Saya cukup beruntung dapat menyaksikan langsung raut-raut wajah mahasiswa baru dalam kurun waktu empat tahun belakangan. Rona yang beragam, sebagian menunjukkan kelesuan, ada yang memberi senyum, ada yang menaruh sinis, dan ada juga tertawa selepas rangkaian Pengenalan Kehidupan Kampus Mahasiswa Baru (PKKMABA) Universitas Brawijaya.
Saya juga tidak menyangka bahwa di balik amuk dan garang yang ditampilkan para senior, dalam beberapa situasi mereka mampu bersenda gurau dan bercerita hal yang menyenangkan. Ada kalanya terselip wajah normal kehidupan kampus di tengah rangkaian PKKMABA.
Memang, selepas rangkaian pengenalan ini, mahasiswa baru akan berbaur dengan mahasiswa lain, pengajar, dan seluruh warga Universitas Brawijaya. Sewajarnya dalam ranah akademis tidak ada istilah mahasiswa baru. Toh, semua sivitas akademika berada sejajar untuk mengembangkan cakrawala pengetahuan.
Atau pahit-pahitnya, barangkali sekitar satu-dua semester suasana berbeda dari biasanya. Masih ada rangkaian penyambutan yang harus dipatuhi mahasiswa (lama) dan mahasiswa baru. Mungkin juga dalam kurun waktu tersebut suasana mulai mencair, menjadi tidak ada sekat-sekat per angkatan.
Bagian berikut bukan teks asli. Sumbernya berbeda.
PR #1063, opened 2021-01-29
Update version to 0.1.7

aclegg3:


habitat_sim/__init__.py
```diff
@@ -6,7 +6,7 @@
 
 import builtins
 
-__version__ = "0.1.6"
+__version__ = "0.1.7"
```
Skylion007, line 9: The conda version also need to be bumped, no? @mathfac Do we have a document on how to do releases?

mathfac: conda version is taken from this value.

mathfac (approved):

Di luar perkuliahan, akan ada diskusi, kegiatan organisasi, kepanitiaan, dan tugas ilmiah lainnya. Segala ketentuan akademik yang disampaikan melalui materi di awal pengenalan kehidupan kampus hanyalah hal biasa. Jika lupa, bukalah buku pedoman akademik. Selesai urusan.
Yang menjadi perhatian dan perlu penalaran kritis adalah wacana yang menghembus ranah akademis. Jika dibilang berbau politik, memang demikian adanya. Apalagi suasana sekarang masih hangat akan nuansa kemerdekaan.
Ditambah lagi kecerobohan negara Malaysia yang membalikkan bendera Merah Putih dalam perhelatan SEA Games dan berbagai langgam kecurangan beberapa hari lalu. Di titik inilah nadi-nadi nasionalisme diajak untuk berdenyut kencang.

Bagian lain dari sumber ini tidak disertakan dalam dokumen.